Go through the data that follows and restate each line exactly as it reads.

[Start of Attachment]

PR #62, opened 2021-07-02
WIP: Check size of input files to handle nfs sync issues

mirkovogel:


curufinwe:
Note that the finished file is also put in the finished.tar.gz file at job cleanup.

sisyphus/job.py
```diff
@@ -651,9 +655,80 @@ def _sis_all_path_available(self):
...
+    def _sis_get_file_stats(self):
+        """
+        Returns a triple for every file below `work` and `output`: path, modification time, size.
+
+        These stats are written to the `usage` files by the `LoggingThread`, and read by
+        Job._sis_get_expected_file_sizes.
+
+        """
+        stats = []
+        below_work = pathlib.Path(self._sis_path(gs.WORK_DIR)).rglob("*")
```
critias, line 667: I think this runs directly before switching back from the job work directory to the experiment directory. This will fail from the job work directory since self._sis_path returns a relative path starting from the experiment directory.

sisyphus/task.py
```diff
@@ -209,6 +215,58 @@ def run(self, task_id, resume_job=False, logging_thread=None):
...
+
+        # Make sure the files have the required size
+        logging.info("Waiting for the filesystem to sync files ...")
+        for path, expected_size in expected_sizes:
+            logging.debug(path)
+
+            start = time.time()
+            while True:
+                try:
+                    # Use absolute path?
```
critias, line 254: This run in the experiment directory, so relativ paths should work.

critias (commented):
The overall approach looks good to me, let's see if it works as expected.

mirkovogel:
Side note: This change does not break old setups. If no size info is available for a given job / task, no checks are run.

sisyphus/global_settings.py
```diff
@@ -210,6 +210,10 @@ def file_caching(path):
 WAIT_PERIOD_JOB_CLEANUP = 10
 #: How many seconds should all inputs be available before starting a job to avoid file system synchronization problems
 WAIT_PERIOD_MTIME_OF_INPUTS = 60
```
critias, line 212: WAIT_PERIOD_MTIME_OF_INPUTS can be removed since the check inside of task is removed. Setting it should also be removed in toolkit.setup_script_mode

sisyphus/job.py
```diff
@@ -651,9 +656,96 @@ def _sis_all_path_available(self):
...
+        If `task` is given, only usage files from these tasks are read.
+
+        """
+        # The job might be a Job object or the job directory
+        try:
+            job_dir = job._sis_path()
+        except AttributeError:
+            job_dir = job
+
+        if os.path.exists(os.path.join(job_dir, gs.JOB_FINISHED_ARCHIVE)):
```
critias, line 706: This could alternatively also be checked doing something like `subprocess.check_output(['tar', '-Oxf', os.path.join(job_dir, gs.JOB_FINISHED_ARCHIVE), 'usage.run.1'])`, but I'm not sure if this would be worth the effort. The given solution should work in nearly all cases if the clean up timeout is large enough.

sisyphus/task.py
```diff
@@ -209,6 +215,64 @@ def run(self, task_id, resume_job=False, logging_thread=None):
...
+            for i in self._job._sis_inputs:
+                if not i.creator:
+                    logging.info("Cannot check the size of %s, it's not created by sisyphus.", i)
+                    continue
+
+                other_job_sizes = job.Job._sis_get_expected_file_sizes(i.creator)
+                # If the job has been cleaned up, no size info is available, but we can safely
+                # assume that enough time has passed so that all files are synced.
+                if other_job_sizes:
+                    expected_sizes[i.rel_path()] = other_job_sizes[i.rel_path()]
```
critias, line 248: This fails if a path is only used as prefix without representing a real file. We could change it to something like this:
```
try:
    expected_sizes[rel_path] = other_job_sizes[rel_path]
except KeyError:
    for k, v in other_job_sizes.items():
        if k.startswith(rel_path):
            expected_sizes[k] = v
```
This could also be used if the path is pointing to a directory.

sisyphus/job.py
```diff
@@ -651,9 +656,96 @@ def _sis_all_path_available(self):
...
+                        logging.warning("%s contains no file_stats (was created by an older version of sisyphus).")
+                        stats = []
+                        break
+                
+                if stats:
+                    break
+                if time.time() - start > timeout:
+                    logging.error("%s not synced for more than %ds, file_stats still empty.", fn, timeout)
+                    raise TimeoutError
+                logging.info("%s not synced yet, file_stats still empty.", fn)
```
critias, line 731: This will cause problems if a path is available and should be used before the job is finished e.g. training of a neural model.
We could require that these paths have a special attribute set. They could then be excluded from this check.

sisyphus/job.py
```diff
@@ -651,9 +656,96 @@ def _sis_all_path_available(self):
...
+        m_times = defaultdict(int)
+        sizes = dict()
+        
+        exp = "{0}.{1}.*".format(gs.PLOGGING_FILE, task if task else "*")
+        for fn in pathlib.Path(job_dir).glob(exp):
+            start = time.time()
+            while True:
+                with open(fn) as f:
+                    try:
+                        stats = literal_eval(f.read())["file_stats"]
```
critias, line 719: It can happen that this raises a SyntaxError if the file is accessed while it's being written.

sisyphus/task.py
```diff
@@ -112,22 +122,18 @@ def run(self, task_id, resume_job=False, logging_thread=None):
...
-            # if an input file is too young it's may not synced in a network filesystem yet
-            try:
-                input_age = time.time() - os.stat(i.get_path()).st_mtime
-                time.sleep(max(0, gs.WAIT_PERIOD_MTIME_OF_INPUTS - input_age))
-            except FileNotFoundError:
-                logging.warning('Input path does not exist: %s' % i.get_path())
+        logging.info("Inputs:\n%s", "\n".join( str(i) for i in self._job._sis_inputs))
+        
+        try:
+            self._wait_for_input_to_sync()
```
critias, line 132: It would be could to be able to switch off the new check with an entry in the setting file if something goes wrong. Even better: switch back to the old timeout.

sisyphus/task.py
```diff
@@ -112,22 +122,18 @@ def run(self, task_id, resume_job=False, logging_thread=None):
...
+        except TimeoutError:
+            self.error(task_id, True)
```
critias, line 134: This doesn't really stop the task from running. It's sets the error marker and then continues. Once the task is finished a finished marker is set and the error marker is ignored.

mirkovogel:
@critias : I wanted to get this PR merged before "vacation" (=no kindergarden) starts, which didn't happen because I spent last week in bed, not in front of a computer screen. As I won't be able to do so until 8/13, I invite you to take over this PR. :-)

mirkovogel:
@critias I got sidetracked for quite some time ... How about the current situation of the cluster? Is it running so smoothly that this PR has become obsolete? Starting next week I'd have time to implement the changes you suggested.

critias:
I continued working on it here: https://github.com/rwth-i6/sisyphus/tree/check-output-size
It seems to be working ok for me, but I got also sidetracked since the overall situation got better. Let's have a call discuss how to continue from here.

[End of Attachment]

> **YOUR RESPONSE**
PR #62, opened 2021-07-02
WIP: Check size of input files to handle nfs sync issues

mirkovogel:


curufinwe:
Note that the finished file is also put in the finished.tar.gz file at job cleanup.

sisyphus/job.py
```diff
@@ -651,9 +655,80 @@ def _sis_all_path_available(self):
...
+    def _sis_get_file_stats(self):
+        """
+        Returns a triple for every file below `work` and `output`: path, modification time, size.
+
+        These stats are written to the `usage` files by the `LoggingThread`, and read by
+        Job._sis_get_expected_file_sizes.
+
+        """
+        stats = []
+        below_work = pathlib.Path(self._sis_path(gs.WORK_DIR)).rglob("*")
```
critias, line 667: I think this runs directly before switching back from the job work directory to the experiment directory. This will fail from the job work directory since self._sis_path returns a relative path starting from the experiment directory.

sisyphus/task.py
```diff
@@ -209,6 +215,58 @@ def run(self, task_id, resume_job=False, logging_thread=None):
...
+
+        # Make sure the files have the required size
+        logging.info("Waiting for the filesystem to sync files ...")
+        for path, expected_size in expected_sizes:
+            logging.debug(path)
+
+            start = time.time()
+            while True:
+                try:
+                    # Use absolute path?
```
critias, line 254: This run in the experiment directory, so relativ paths should work.

critias (commented):
The overall approach looks good to me, let's see if it works as expected.

mirkovogel:
Side note: This change does not break old setups. If no size info is available for a given job / task, no checks are run.

sisyphus/global_settings.py
```diff
@@ -210,6 +210,10 @@ def file_caching(path):
 WAIT_PERIOD_JOB_CLEANUP = 10
 #: How many seconds should all inputs be available before starting a job to avoid file system synchronization problems
 WAIT_PERIOD_MTIME_OF_INPUTS = 60
```
critias, line 212: WAIT_PERIOD_MTIME_OF_INPUTS can be removed since the check inside of task is removed. Setting it should also be removed in toolkit.setup_script_mode

sisyphus/job.py
```diff
@@ -651,9 +656,96 @@ def _sis_all_path_available(self):
...
+        If `task` is given, only usage files from these tasks are read.
+
+        """
+        # The job might be a Job object or the job directory
+        try:
+            job_dir = job._sis_path()
+        except AttributeError:
+            job_dir = job
+
+        if os.path.exists(os.path.join(job_dir, gs.JOB_FINISHED_ARCHIVE)):
```
critias, line 706: This could alternatively also be checked doing something like `subprocess.check_output(['tar', '-Oxf', os.path.join(job_dir, gs.JOB_FINISHED_ARCHIVE), 'usage.run.1'])`, but I'm not sure if this would be worth the effort. The given solution should work in nearly all cases if the clean up timeout is large enough.

sisyphus/task.py
```diff
@@ -209,6 +215,64 @@ def run(self, task_id, resume_job=False, logging_thread=None):
...
+            for i in self._job._sis_inputs:
+                if not i.creator:
+                    logging.info("Cannot check the size of %s, it's not created by sisyphus.", i)
+                    continue
+
+                other_job_sizes = job.Job._sis_get_expected_file_sizes(i.creator)
+                # If the job has been cleaned up, no size info is available, but we can safely
+                # assume that enough time has passed so that all files are synced.
+                if other_job_sizes:
+                    expected_sizes[i.rel_path()] = other_job_sizes[i.rel_path()]
```
critias, line 248: This fails if a path is only used as prefix without representing a real file. We could change it to something like this:
```
try:
    expected_sizes[rel_path] = other_job_sizes[rel_path]
except KeyError:
    for k, v in other_job_sizes.items():
        if k.startswith(rel_path):
            expected_sizes[k] = v
```
This could also be used if the path is pointing to a directory.

sisyphus/job.py
```diff
@@ -651,9 +656,96 @@ def _sis_all_path_available(self):
...
+                        logging.warning("%s contains no file_stats (was created by an older version of sisyphus).")
+                        stats = []
+                        break
+                
+                if stats:
+                    break
+                if time.time() - start > timeout:
+                    logging.error("%s not synced for more than %ds, file_stats still empty.", fn, timeout)
+                    raise TimeoutError
+                logging.info("%s not synced yet, file_stats still empty.", fn)
```
critias, line 731: This will cause problems if a path is available and should be used before the job is finished e.g. training of a neural model.
We could require that these paths have a special attribute set. They could then be excluded from this check.

sisyphus/job.py
```diff
@@ -651,9 +656,96 @@ def _sis_all_path_available(self):
...
+        m_times = defaultdict(int)
+        sizes = dict()
+        
+        exp = "{0}.{1}.*".format(gs.PLOGGING_FILE, task if task else "*")
+        for fn in pathlib.Path(job_dir).glob(exp):
+            start = time.time()
+            while True:
+                with open(fn) as f:
+                    try:
+                        stats = literal_eval(f.read())["file_stats"]
```
critias, line 719: It can happen that this raises a SyntaxError if the file is accessed while it's being written.

sisyphus/task.py
```diff
@@ -112,22 +122,18 @@ def run(self, task_id, resume_job=False, logging_thread=None):
...
-            # if an input file is too young it's may not synced in a network filesystem yet
-            try:
-                input_age = time.time() - os.stat(i.get_path()).st_mtime
-                time.sleep(max(0, gs.WAIT_PERIOD_MTIME_OF_INPUTS - input_age))
-            except FileNotFoundError:
-                logging.warning('Input path does not exist: %s' % i.get_path())
+        logging.info("Inputs:\n%s", "\n".join( str(i) for i in self._job._sis_inputs))
+        
+        try:
+            self._wait_for_input_to_sync()
```
critias, line 132: It would be could to be able to switch off the new check with an entry in the setting file if something goes wrong. Even better: switch back to the old timeout.

sisyphus/task.py
```diff
@@ -112,22 +122,18 @@ def run(self, task_id, resume_job=False, logging_thread=None):
...
+        except TimeoutError:
+            self.error(task_id, True)
```
critias, line 134: This doesn't really stop the task from running. It's sets the error marker and then continues. Once the task is finished a finished marker is set and the error marker is ignored.

mirkovogel:
@critias : I wanted to get this PR merged before "vacation" (=no kindergarden) starts, which didn't happen because I spent last week in bed, not in front of a computer screen. As I won't be able to do so until 8/13, I invite you to take over this PR. :-)

mirkovogel:
@critias I got sidetracked for quite some time ... How about the current situation of the cluster? Is it running so smoothly that this PR has become obsolete? Starting next week I'd have time to implement the changes you suggested.

critias:
I continued working on it here: https://github.com/rwth-i6/sisyphus/tree/check-output-size
It seems to be working ok for me, but I got also sidetracked since the overall situation got better. Let's have a call discuss how to continue from here.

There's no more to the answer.